# Chrysalis CFG Side-by-Side (Bokeh)

This notebook visualizes control-flow for the **same function address** in:

- legit DB (`BluetoothService.exe.sqlite`)
- patched DB (`main_module_patched.exe.sqlite`)

It renders:

1. side-by-side CFG graphs (Bokeh)
2. side-by-side assembly listing diff

Reports for selected function are written to `notebooks/tables/db_diff_reports/`.


In [None]:
from __future__ import annotations

import sqlite3
from collections import defaultdict, deque
from pathlib import Path

import pandas as pd
from bokeh.io import output_notebook, show
from bokeh.layouts import row
from bokeh.models import ColumnDataSource, HoverTool, LabelSet
from bokeh.plotting import figure

output_notebook()

ROOT = Path.cwd()
if not (ROOT / "databases").exists() and (ROOT.parent / "databases").exists():
    ROOT = ROOT.parent

DB_DIR = ROOT / "databases"
REPORT_DIR = ROOT / "notebooks" / "tables" / "db_diff_reports"
REPORT_DIR.mkdir(parents=True, exist_ok=True)

dbs = sorted(DB_DIR.glob("*.sqlite"))
if len(dbs) < 2:
    raise RuntimeError(f"Need two .sqlite files in {DB_DIR}")

DB_LEGIT = next((p for p in dbs if "bluetoothservice" in p.name.lower()), dbs[0])
DB_PATCHED = next((p for p in dbs if "patched" in p.name.lower() or "main_module" in p.name.lower()), dbs[1])

PATCHED_CSV = ROOT / "notebooks" / "tables" / "db_diff_reports" / "patched_functions.csv"
if not PATCHED_CSV.exists():
    raise RuntimeError(f"Missing {PATCHED_CSV}. Run chrysalis_sqlite_diff_visual.ipynb first.")

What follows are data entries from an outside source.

PR #902, opened 2019-10-31
ICU-20884 initialized buffer uloc_getKeywordValue

FrankYFTang:
##### Checklist

- [X] Issue filed: https://unicode-org.atlassian.net/browse/ICU-20884
- [x] Issue accepted
- [X] Tests included

### DIFF
--- a/icu4c/source/common/uloc.cpp
+++ b/icu4c/source/common/uloc.cpp
@@ -766,6 +766,9 @@ uloc_getKeywordValue(const char* localeID,
                      char* buffer, int32_t bufferCapacity,
                      UErrorCode* status)
 {
+    if (buffer != nullptr) {
+        buffer[0] = '\0';
+    }
     const char* startSearchHere = NULL;
     const char* nextSeparator = NULL;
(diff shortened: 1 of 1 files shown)


sffc:
LGTM

Wait for reply from ICU-TC with regard to the 66 maintenance branch before merging.

FrankYFTang:
ping

sffc:
The right place to ping is on the thread on icu-core.

FrankYFTang:
I am very confused how the PR get all other files in here. Need some help to remove them.

jefgen:
> how the PR get all other files in here.

I think this is likely because the commit was originally made using a branch off of `master`, but then the target for the PR was changed to `maint/maint-66` afterwards.

One way to fix this would be to rebase the changes in your branch `ICU-20884` onto the `maint/maint-66` branch, and then force push.

sffc:
Yeah, I think at first the diff was the same on master and maint/maint-66, but the longer we wait the more likely they are to diverge.  The easiest thing would be to rebase your commit against the head of maint/maint-66.

PR #903, opened 2019-10-31
ICU-20418 Add concise number skeleton support.

sffc:
##### Checklist

- [x] Issue filed: https://unicode-org.atlassian.net/browse/ICU-20418
- [ ] Issue accepted
- [ ] Tests included

DISABLE_JIRA_ISSUE_MATCH=true

### DIFF
--- a/icu4c/source/common/stringpiece.cpp
+++ b/icu4c/source/common/stringpiece.cpp
@@ -51,6 +51,47 @@ void StringPiece::set(const char* str) {
     length_ = 0;
 }
 
+int32_t StringPiece::find(StringPiece needle, int32_t offset) {
+  if (length() == 0 && needle.length() == 0) {
+    return 0;
+  }
+  // TODO: Improve to be better than O(N^2)?
+  for (int32_t i = offset; i < length(); i++) {
+    int32_t j = 0;
+    for (; j < needle.length(); i++, j++) {
+      if (data()[i] != needle.data()[j]) {
+        i -= j;
+        goto outer_end;
+      }
+    }
+    return i - j;
+    outer_end: void();
+  }
+  return -1;
+}
+
+int32_t StringPiece::compare(StringPiece other) {
+  int32_t i = 0;
+  for (; i < length(); i++) {
+    if (i == other.length()) {
+      // this is longer
+      return 1;
+    }
+    char a = data()[i];
+    char b = other.data()[i];
+    if (a < b) {
+      return -1;
+    } else if (a > b) {
+      return 1;
+    }
+  }
+  if (i < other.length()) {
+    // other is longer
+    return -1;
+  }
+  return 0;
+}
+
 U_EXPORT UBool U_EXPORT2
 operator==(const StringPiece& x, const StringPiece& y) {
   int32_t len = x.size();
--- a/icu4c/source/i18n/measunit.cpp
+++ b/icu4c/source/i18n/measunit.cpp
@@ -1990,10 +1990,10 @@ MeasureUnit MeasureUnit::getTeaspoon() {
 // End generated code
 
 static int32_t binarySearch(
-        const char * const * array, int32_t start, int32_t end, const char * key) {
+        const char * const * array, int32_t start, int32_t end, StringPiece key) {
     while (start < end) {
         int32_t mid = (start + end) / 2;
-        int32_t cmp = uprv_strcmp(array[mid], key);
+        int32_t cmp = StringPiece(array[mid]).compare(key);
         if (cmp < 0) {
             start = mid + 1;
             continue;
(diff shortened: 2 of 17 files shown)


sffc:
@echeran Assigned to you to review.  I made three orthogonal commits to make it easier to review.  You can do one commit at a time.

sffc:
This is just the ICU4C implementation.  I will follow soon with the ICU4J.

icu4c/source/i18n/number_skeletons.cpp
```diff
@@ -564,6 +583,14 @@ skeleton::parseStem(const StringSegment& segment, const UCharsTrie& stemTrie, Se
         CHECK_NULL(seen, precision, status);
             blueprint_helpers::parseDigitsStem(segment, macros, status);
             return STATE_NULL;
+        case u'E':
+        CHECK_NULL(seen, notation, status);
+            blueprint_helpers::parseScientificStem(segment, macros, status);
+            return STATE_NULL;
+        case u'0':
+        CHECK_NULL(seen, notation, status);
```
sffc: This should check `integerWidth`, not `notation`

icu4c/source/test/intltest/numbertest.h
```diff
@@ -114,16 +114,38 @@ class NumberFormatterApiTest : public IntlTestWithFieldPosition {
...
-    void assertFormatDescending(const char16_t* message, const char16_t* skeleton,
-                                const UnlocalizedNumberFormatter& f, Locale locale, ...);
+    /**
+     * skeleton is the full length skeleton, which must round-trip.
+     *
+     * conciseSkeleton should be the shortest available skeleton.
+     * The concise skeleton can be read but not printed.
+     */
+    void assertFormatDescending(
+      const char16_t* message,
```
echeran: What is the reason/benefit of using char16_t* here instead of StringPiece?  Or are they not designed to be compatible?

icu4c/source/i18n/measunit.cpp
```diff
@@ -2138,6 +2138,53 @@ int32_t MeasureUnit::internalGetIndexForTypeAndSubtype(const char *type, const c
...
+
+    // If not found, try breaking apart numerator and denominator
+    int32_t perIdx = coreUnitIdentifier.find("-per-", 0);
+    if (perIdx == -1) {
+        // String does not contain "-per-"
+        status = U_ILLEGAL_ARGUMENT_ERROR;
+        return false;
+    }
+    StringPiece numeratorStr(coreUnitIdentifier, 0, perIdx);
+    StringPiece denominatorStr(coreUnitIdentifier, perIdx + 5);
```
echeran: Is the length of the denominator name always guaranteed to be 5 characters long?  Is it worth declaring a constant for this?

icu4c/source/common/stringpiece.cpp
```diff
@@ -51,6 +51,47 @@ void StringPiece::set(const char* str) {
     length_ = 0;
 }
 
+int32_t StringPiece::find(StringPiece needle, int32_t offset) {
+  if (length() == 0 && needle.length() == 0) {
+    return 0;
+  }
+  // TODO: Improve to be better than O(N^2)?
```
echeran: I looked up in a reference book to see what it said.  For sufficiently short strings, the O(mn) algorithm is hard to beat in practice.  For lengths < 5, it's near impossible.  Only for sufficiently long strings does the Knuth-Morris-Pratt algorithm of intelligently advancing i make a difference (https://en.wikipedia.org/wiki/Knuth%E2%80%93Morris%E2%80%93Pratt_algorithm)

icu4c/source/i18n/number_skeletons.cpp
```diff
@@ -564,6 +583,14 @@ skeleton::parseStem(const StringSegment& segment, const UCharsTrie& stemTrie, Se
         CHECK_NULL(seen, precision, status);
             blueprint_helpers::parseDigitsStem(segment, macros, status);
             return STATE_NULL;
+        case u'E':
```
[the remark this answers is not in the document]
sffc: I don't exactly remember why CHECK_NULL is not indented.  I think it was my IDE's fault.  This weird indentation happens all over this file and I don't really want to change it and increase git blame size.

icu4c/source/test/intltest/numbertest.h
sffc: StringPiece is an 8-bit char string.  UnicodeString is a 16-bit char16_t string.  I could make the argument a UnicodeString, but the style of implicitly converting a raw string to a UnicodeString is somewhat frowned upon.  Generally I like to pass raw strings until I actually need to do work on them.

icu4c/source/i18n/number_skeletons.cpp
sffc: Done

icu4c/source/common/stringpiece.cpp
sffc: Acknowledged

sffc:
Thanks.  Ported to Java.  PTAL

sffc:
I would like to check this in as the units work depends on this PR.  Can you review the Java port please?

PR #906, opened 2019-11-04
ICU-20693 Fix erroneous addition of cldrVersion

hagbard:
ICU-20693 The cldrVersion value is added as a bit of a hack in the supplementalData.txt file (because that data doesn't come from CLDR XML directly). However it should only go into the "main" misc/supplementalData.txt, not the curr/supplementalData.txt file.
This fix just sets the flag to add it to false for the curr/ version.

This can be seen via the diffs for the new tools:

    diff -r -I '^[ /]\*' /icu-65-1/icu4c/source/data/curr/supplementalData.txt /tmp/icu65/curr/supplementalData.txt
    ...
    5207a5244
    >     cldrVersion{"36"}

##### Checklist

- [x] Issue accepted


srl295:
lgtm but pending CI

PR #910, opened 2019-11-06
ICU-20693 Reworking Ant structure to better explain and reflect 'tailorings'

hagbard:
This restructures the build-icu-data.xml Ant build file a bit and adds more support to manage the additional mechanisms needed to support the special case rewriting of locale parents in certain ICU directories.

Once the build system is changed to use the dependency graph information produced by the conversion tool (rather than the files produced by the old system), this PR should provide the last step in the chain to create 100% compatible ICU output.

##### Checklist

- [x] Issue accepted


hagbard:
Only look at the changes in:
https://github.com/unicode-org/icu/pull/910/commits/452e5258826f21d122634ddf8a4b2e15413ad75f
since anything before that are the previous PRs I've already sent out.

sffc:
LGTM2

PR #1515, opened 2021-06-14
Amend regkey path for Macro security level

BaffledJimmy:
**Details:**

As shown in this image - https://www.mdsec.co.uk/wp-content/uploads/2020/11/image-2-768x191.png.webp (and here https://www.linkedin.com/pulse/outlook-backdoor-using-vba-samir-b-) - the correct regkey is \Level\. The existing ```reg add``` syntax needs a tweak to create a Level value with a DWORD of 4 (disable all).  Also changed the regkey to 1 (enable all macros without notif).

```
4 = Disable all macros without notification
3 = Notifications for digitally signed macros, all other macros disabled
2 = Notifications for all macros
1 = Enable all Macros
```
**Testing:**
Tested amended ```reg add``` syntax - the Level key is correctly created.

**Associated Issues:**


clr2of8 (changes requested):
Excellent catch and thank you for submitting the PR. Could you make the edit in the T1137.yaml file instead of the markdown (.md) file? The yaml files are the official source for the atomic tests and the markdown files get generated automatically from the yaml files when your PR is merged into master. If I were to approve this change as is, the change would be overwritten immediately by the old info in the yaml file.

clr2of8:
Could you also update the description while you are there as it says to set the value to 4 instead of 1 and also has a couple other typos

BaffledJimmy:
Try now :)

There is a not-small chance I have messed up the commits / pull somehow - if so I can bin this PR and make a new one 😆

clr2of8 (approved):
Excellent, thank you!

PR #1516, opened 2021-06-15
Added Disabling Firewall via Registry

blueteam0ps:
**Details:**
Added Disable Microsoft Defender Firewall via Registry as Windows firewall can be disabled via a registry key. This demonstrates disabling the public profile.

**Testing:**
Local Atomic testing 

**Associated Issues:**
N/A


clr2of8 (approved):
Excellent, thank you!

PR #1517, opened 2021-06-15
Fixed bug in script path

Jil:
**Details:**
The path was referring to T1595.002 instead of T1082, where the script resides. Due to the moved requested in #1320 and missed.

**Testing:**
Working with the new path.

**Associated Issues:**
#1320


clr2of8 (approved):
Excellent, thank you.

PR #1520, opened 2021-06-16
T1566.001-1 using default Browser via explorer.exe instead of chrome …

adeliktas:
…PhishingAttachment.xlsm

**Details:**

changing Excel Macro to be browser independent: `objShell.ShellExecute "explorer.exe", iURL, "", "", 1`
using default Browser via explorer.exe instead of chrome

**Testing:**

**Associated Issues:**


clr2of8 (approved):
Excellent and thank you for your first-time contribution. Keep it up! 🥇

PR #1525, opened 2021-06-22
added GnuPG to T1552.004 & tidyup

chdd-ltd:
**Details:**
I've added a test for GNU Privacy Guard directories (.gnupg) in the users home directory. 

I have also removed some duplicated command lines. 

I didn't know how to make a guid, so left it blank 

**Testing:**
.gnupg is the default name for the directory in both macOS and Linux distro's


clr2of8:
Hi there, great to see another first-time contributor join us. For the guid, you can remove this line completely because it will be generated automatically when this PR is merged so you don't need to concern yourself with it. Once you delete this line, the "All checks have failed" should clear since it is complaining the the guid isn't valid because it is blank.

rc-grey (approved):

Issue #1459, opened 2021-05-07
bitsadmin issue. /addfile parameters are incorrect. Fix included.


gregohmyeggo:
## What did you do?

bitsadmin.exe /create AtomicBITS
bitsadmin.exe /addfile AtomicBITS https://raw.githubusercontent.com/redcanaryco/atomic-red-team/master/atomics/T1197/T1197.md %temp%\bitsadmin3_flag.ps1
bitsadmin.exe /setnotifycmdline AtomicBITS C:\Windows\system32\notepad.exe ""
bitsadmin.exe /resume AtomicBITS
timeout 5
bitsadmin.exe /complete AtomicBITS

## What did you expect to happen?

Added https://raw.githubusercontent.com/redcanaryco/atomic-red-team/master/atomics/T1197/T1197.md -> C:\Users\%\AppData\Local\Temp\bitsadmin3_flag.ps1 to job.

## What happened instead?

Unable to add file to job - 0x80070057
The parameter is incorrect.

## Your Environment

Standard Windows 10 Enterprise. Fresh build. No modifications.

FIX:
The "local_file" parameter should be **$env:TEMP\bitsadmin3_flag.ps1** and not **%temp%\bitsadmin3_flag.ps1**.

gregohmyeggo:
Also, the same test case should include 'NULL' instead of the double quotes "" for the /setnotifycmdline.

When using double quotes "", an error is returned: Invalid number of arguments.

MHaggis:
OKay, I think I got it fixed -
![image](https://user-images.githubusercontent.com/5632822/123336209-c8c5f700-d502-11eb-8eda-dcadb11424c1.png)

clr2of8:
Closing as I believe this was addressed by PR #1535

PR #1535, opened 2021-06-24
Update T1197.yaml

MHaggis:
Resolving #1459
Confirmed operational.


clr2of8 (changes requested):
Because the "executor" is command prompt, the %temp% variable is understood and functional. The $env:Temp should be used only for PowerShell executor.

MHaggis:
> Because the "executor" is command prompt, the %temp% variable is understood and functional. The $env:Temp should be used only for PowerShell executor.

All fixed! Thank you @clr2of8

clr2of8 (approved):

PR #1537, opened 2021-06-28
T1562.004 deleted 1 added 9

chdd-ltd:
**Details:**
Added a set of Linux Uncomplicated Firewall (UFW) tests

**Testing:**
Built and tested on Ubuntu 20.04.2 LTS, Linux 5.8.0-59-generic x86_64


clr2of8:
Thank you for your first-time contribution! The automated checks have failed in this case because all prereq's must have a `get_prereq_command:` element as well. Please add those to commands that will cause the prereqs to be met on systems where they are not currently met or if there is not an automated way to get the prereq's then simply echo a message to the screen that explains it when users run `get_prereq_command:`

rc-grey (approved):

rc-grey (approved):

PR #1540, opened 2021-07-02
moving invoke-maldoc into art repo

clr2of8:
The Invoke-Maldoc.ps1 script used by many atomics is being moved into this repo from the Invoke-AtomicRedTeam repo (the PowerShell Execution Framework) because it is a more fitting home for it.

This was also done in preparation for the Invoke-AtomicRedTeam tool being added to the PowerShell Gallery for easy install.

For now, there is still a copy of Invoke-Madoc in the Invoke-AtomicRedTeam repo but when that is removed, users whose atomic definition files still point to the old location will need to update their files in order for the Maldoc atomics to continue to work.


mgraeber-rc (approved):
This looks great. Thanks for getting these transitioned over!

PR #1546, opened 2021-07-07
Convert 'kubectl' tests to "Containers" as Platform

amashinchi-rc:
**Details:**
Updating tests which use `kubectl` to platform of `containers`.

**Testing:**
No testing was done.

**Associated Issues:**
N/A


clr2of8 (commented):
The prereq command uses "which kubectl" but the `which` command only works on Linux/macOS so I think we either need to leave the supported platforms as is or find a way to make the prereqs work across all OS's

clr2of8:
Nevermind, I got confused, the executor takes care of it by being `bash`

patel-bhavin (approved):

PR #1551, opened 2021-07-14
Dump svchost.exe to gather RDP plaintext credential

jayaram24:
Implemented test to emulate credential steal from RDP.
https://www.n00py.io/2021/05/dumping-plaintext-rdp-credentials-from-svchost-exe/


clr2of8 (approved):
Thank you for your first time contribution! keep it up!

PR #1559, opened 2021-07-20
T1552.007 - Updated dependencies in ListSecrets test

MSAdministrator:
**Details:**
Updated dependencies in ListSecrets test

**Testing:**

**Associated Issues:**


clr2of8 (changes requested):
If kubectl is not installed, the invoker likely will attempt to run the get_prereq_commands. These commands should either satisfy the prereq or inform the user that it will have to be done manually. In this case, could you update the get_prereq_command to say something like "Installation of kubectl must be done manually"

clr2of8:
I edited it and the description, see what you think. If it looks good to you, I'll merge

MSAdministrator:
@clr2of8 I think that is straightforward 👍

clr2of8 (approved):

PR #1565, opened 2021-07-22
Update windows-index

austinsonger:
**Details:**

Just changed `priviliges` to `privileges`


clr2of8:
Hi Austinsonger! Glad to see a first time contributor join us. Congrats! I would like to request that you make this update the the yaml file that defines this test instead (T1078.001)[https://github.com/redcanaryco/atomic-red-team/blob/master/atomics/T1078.001/T1078.001.yaml]. There is an automatic build pipeline script (Circle CI) that automatically generates the Indexes and mark down files from the yaml files. If I approve this PR and merge, it will be immediately overwritten and revert to the incorrect spelling found in this yaml file. I'll watch for an updated PR and get it approved. Thx!

PR #993, opened 2019-06-20
Use path_alias for sample-controller repo

chaodaiG:
As part of knative code using `knative.dev` work, prow job also needs some update so that tests work with `knative.dev` instead of `github.com`. This PR is meant to work with an experimenting migration of sample-controller repo in this PR: https://github.com/knative/sample-controller/pull/24

Idea came from here:
https://github.com/kubernetes/test-infra/blob/b3a9e5ba03ff1d38d3dc3a0fae2880874de1db83/config/jobs/kubernetes/sig-gcp/sig-gcp-windows.yaml#L67-L72

Note:
- As tested, postsubmit and presubmit job would fail if provide extra ref with same repo, so removing them

Example run:
https://gubernator.knative.dev/build/knative-prow/pr-logs/pull/knative_sample-controller/24/pull-knative-sample-controller-build-tests/1141822426414321664/

### DIFF
--- a/ci/prow/make_config.go
+++ b/ci/prow/make_config.go
@@ -93,6 +93,7 @@ type baseProwJobTemplateData struct {
 	Image               string
 	Year                int
 	Labels              []string
+	PathAlias           string
 }
 
 // ####################################################################################################
@@ -421,7 +422,7 @@ func newbaseProwJobTemplateData(repo string) baseProwJobTemplateData {
 	data.Volumes = make([]string, 0)
 	data.VolumeMounts = make([]string, 0)
 	data.Env = make([]string, 0)
-	data.ExtraRefs = []string{"- org: " + data.OrgName, "  repo: " + data.RepoName, "  base_ref: master", "  clone_uri: " + data.CloneURI}
+	data.ExtraRefs = []string{"- org: " + data.OrgName, "  repo: " + data.RepoName, "  base_ref: master"}
 	data.Labels = make([]string, 0)
 	return data
 }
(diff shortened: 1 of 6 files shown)


mattmoor:
We're going to use `knative.dev`, not `code.knative.dev` as the issue title suggests :)

chaodaiG:
> We're going to use `knative.dev`, not `code.knative.dev` as the issue title suggests :)

updated

ci/prow/make_config.go
```diff
@@ -531,6 +532,9 @@ func parseBasicJobConfigOverrides(data *baseProwJobTemplateData, config yaml.Map
 			}
 		case "always_run":
 			(*data).AlwaysRun = getBool(item.Value)
+		case "dot-dev":
+			(*data).PathAlias = "path_alias: knative.dev/" + (*data).RepoName
+			(*data).ExtraRefs = append((*data).ExtraRefs, " "+(*data).PathAlias)
```
cjwagner: ExtraRefs don't necessarily have the same repo as the implicit ref.
Also what if there are multiple ExtraRefs (not multiple lines, but multiple ref entries)? Instead of using a list of strings as the raw config lines, why not import the actual types?

chaodaiG: that's a good point, however we haven't ran into that situation yet, I think we'll redo this part when needed

cjwagner: Do all of your jobs have an ExtraRef? This looks like it might add a bare `path_alias: knative.dev/foo` if there is no ExtraRef specified.

chaodaiG: Currently ExtraRef is defined only at a single place, which makes sure all jobs get `repo`, `org` etc, and you're right that in the future this might happen, but we can always catch it during code review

patched_df = pd.read_csv(PATCHED_CSV)
patched_df = patched_df.sort_values(["inst_delta", "size_delta"], ascending=False).reset_index(drop=True)

print("LEGIT:", DB_LEGIT)
print("PATCHED:", DB_PATCHED)
print("Patched candidates:", len(patched_df))
display(patched_df[["address", "name_legit", "name_patched", "inst_delta", "size_delta"]].head(20))


In [None]:
# Pick target by address (default = top patched by instruction delta)

TARGET_ADDRESS = int(patched_df.iloc[0]["address"])
# Example manual override:
# TARGET_ADDRESS = 0x004863A0

print(f"TARGET_ADDRESS = 0x{TARGET_ADDRESS:08X}")


In [None]:
def get_func_by_address(conn: sqlite3.Connection, address: int):
    q = "SELECT id, COALESCE(name,''), COALESCE(address,0), COALESCE(size,0) FROM functions WHERE address=?"
    row = conn.execute(q, (int(address),)).fetchone()
    if row:
        return {"id": int(row[0]), "name": str(row[1]), "address": int(row[2]), "size": int(row[3])}
    return None


def load_cfg(conn: sqlite3.Connection, function_id: int):
    q_nodes = """
    SELECT fb.basic_block_id AS bb_id,
           COALESCE(bb.num, fb.basic_block_id) AS bb_num,
           COALESCE(bb.address, 0) AS bb_addr
    FROM function_bblocks fb
    LEFT JOIN basic_blocks bb ON bb.id = fb.basic_block_id
    WHERE fb.function_id = ?
    ORDER BY bb_num, bb_addr, bb_id
    """
    nodes_df = pd.read_sql_query(q_nodes, conn, params=[int(function_id)])
    if nodes_df.empty:
        return nodes_df, pd.DataFrame(columns=["src", "dst"]), {}

    bb_ids = [int(x) for x in nodes_df["bb_id"].tolist()]
    id_list = ",".join([str(x) for x in bb_ids])
    q_edges = f"""
    SELECT parent_id AS src, child_id AS dst
    FROM bb_relations
    WHERE parent_id IN ({id_list}) AND child_id IN ({id_list})
    """
    edges_df = pd.read_sql_query(q_edges, conn)

    asm_map = {}
    for bb_id in bb_ids:
        q_asm = """
        SELECT COALESCE(i.address,0) AS address, COALESCE(i.disasm,'') AS disasm
        FROM bb_instructions bi
        JOIN instructions i ON i.id = bi.instruction_id
        WHERE bi.basic_block_id = ?
        ORDER BY i.address
        """
        bb_asm = pd.read_sql_query(q_asm, conn, params=[int(bb_id)])
        if bb_asm.empty:
            asm_map[bb_id] = ""
        else:
            lines = [f"0x{int(a):08X}: {d}" for a, d in bb_asm[["address", "disasm"]].itertuples(index=False)]
            asm_map[bb_id] = "\n".join(lines[:25])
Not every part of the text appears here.